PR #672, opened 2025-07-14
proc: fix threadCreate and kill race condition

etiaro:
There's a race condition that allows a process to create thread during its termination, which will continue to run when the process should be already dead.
···
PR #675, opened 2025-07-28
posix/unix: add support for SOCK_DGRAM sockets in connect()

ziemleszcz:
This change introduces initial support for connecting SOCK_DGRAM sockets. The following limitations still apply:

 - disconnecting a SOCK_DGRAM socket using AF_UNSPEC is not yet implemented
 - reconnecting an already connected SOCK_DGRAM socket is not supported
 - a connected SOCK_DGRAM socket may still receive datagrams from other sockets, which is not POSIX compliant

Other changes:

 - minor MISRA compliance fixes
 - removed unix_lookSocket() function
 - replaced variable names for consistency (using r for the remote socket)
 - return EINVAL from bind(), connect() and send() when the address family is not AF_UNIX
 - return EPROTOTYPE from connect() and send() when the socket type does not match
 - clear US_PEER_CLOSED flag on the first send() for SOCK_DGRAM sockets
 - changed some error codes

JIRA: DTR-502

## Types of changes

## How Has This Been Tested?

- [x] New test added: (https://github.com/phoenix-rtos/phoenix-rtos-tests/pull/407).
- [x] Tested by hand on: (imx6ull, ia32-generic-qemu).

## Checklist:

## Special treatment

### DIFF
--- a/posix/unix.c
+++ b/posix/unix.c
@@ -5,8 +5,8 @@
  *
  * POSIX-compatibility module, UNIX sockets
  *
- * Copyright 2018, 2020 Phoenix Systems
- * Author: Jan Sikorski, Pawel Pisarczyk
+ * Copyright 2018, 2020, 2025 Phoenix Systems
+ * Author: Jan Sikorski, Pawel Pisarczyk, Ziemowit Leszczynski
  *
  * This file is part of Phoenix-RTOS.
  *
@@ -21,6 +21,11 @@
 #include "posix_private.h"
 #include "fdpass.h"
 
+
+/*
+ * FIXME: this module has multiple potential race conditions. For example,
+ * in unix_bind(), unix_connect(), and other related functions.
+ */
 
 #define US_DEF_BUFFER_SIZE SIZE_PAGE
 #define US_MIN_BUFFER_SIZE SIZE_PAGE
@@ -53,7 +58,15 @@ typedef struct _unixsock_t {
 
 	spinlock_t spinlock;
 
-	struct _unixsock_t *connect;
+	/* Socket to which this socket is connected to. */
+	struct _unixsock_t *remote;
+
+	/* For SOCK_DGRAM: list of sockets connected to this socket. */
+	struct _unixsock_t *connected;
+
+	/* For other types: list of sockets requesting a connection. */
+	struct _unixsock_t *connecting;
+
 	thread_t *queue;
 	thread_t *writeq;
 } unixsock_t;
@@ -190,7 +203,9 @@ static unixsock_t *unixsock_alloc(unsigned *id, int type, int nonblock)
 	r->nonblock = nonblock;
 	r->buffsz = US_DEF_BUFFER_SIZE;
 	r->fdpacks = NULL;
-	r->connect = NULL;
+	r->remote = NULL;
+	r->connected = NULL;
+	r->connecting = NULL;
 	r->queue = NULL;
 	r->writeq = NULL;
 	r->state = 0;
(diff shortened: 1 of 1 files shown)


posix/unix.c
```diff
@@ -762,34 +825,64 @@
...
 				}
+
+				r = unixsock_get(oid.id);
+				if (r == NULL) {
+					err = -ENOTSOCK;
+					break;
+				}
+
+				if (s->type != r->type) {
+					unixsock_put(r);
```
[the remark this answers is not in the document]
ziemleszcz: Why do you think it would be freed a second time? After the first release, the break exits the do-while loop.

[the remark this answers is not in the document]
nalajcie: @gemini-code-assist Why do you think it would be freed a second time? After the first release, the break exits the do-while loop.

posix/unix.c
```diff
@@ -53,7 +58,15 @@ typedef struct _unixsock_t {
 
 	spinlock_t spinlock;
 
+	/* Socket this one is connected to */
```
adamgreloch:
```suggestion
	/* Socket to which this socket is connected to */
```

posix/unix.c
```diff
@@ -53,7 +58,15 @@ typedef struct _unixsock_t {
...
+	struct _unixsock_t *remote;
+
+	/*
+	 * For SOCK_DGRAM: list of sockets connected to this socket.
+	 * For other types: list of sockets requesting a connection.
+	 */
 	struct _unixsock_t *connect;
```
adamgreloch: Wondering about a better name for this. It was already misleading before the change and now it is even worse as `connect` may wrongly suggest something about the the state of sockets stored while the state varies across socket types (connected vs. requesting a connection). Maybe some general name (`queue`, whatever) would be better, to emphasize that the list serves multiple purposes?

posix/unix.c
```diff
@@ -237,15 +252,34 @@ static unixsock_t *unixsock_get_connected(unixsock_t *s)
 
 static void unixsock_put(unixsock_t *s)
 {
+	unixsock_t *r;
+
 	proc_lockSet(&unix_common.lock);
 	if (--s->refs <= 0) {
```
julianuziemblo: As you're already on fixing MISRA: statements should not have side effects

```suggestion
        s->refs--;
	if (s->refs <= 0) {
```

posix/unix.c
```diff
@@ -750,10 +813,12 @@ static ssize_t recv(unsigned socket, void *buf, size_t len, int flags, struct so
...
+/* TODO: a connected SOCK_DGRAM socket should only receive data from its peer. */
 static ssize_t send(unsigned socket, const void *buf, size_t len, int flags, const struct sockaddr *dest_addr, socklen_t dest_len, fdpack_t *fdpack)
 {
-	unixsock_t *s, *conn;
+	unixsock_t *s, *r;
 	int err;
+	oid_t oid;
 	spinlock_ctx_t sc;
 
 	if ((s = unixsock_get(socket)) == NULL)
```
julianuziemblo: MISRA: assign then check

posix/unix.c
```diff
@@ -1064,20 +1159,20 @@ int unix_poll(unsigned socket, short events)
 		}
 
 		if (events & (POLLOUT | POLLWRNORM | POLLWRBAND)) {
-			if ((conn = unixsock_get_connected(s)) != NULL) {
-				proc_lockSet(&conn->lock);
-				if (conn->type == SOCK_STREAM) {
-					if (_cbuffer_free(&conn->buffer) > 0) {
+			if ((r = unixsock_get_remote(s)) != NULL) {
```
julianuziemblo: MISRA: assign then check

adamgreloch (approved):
···
### Exercise goal
In the listing above, start at the line with "PR #672, opened 2025-07-14", go on through the line with "There's a race", and copy each of those lines exactly; leave out all the rest.

### Output
PR #672, opened 2025-07-14
proc: fix threadCreate and kill race condition

etiaro:
There's a race condition that allows a process to create thread during its termination, which will continue to run when the process should be already dead.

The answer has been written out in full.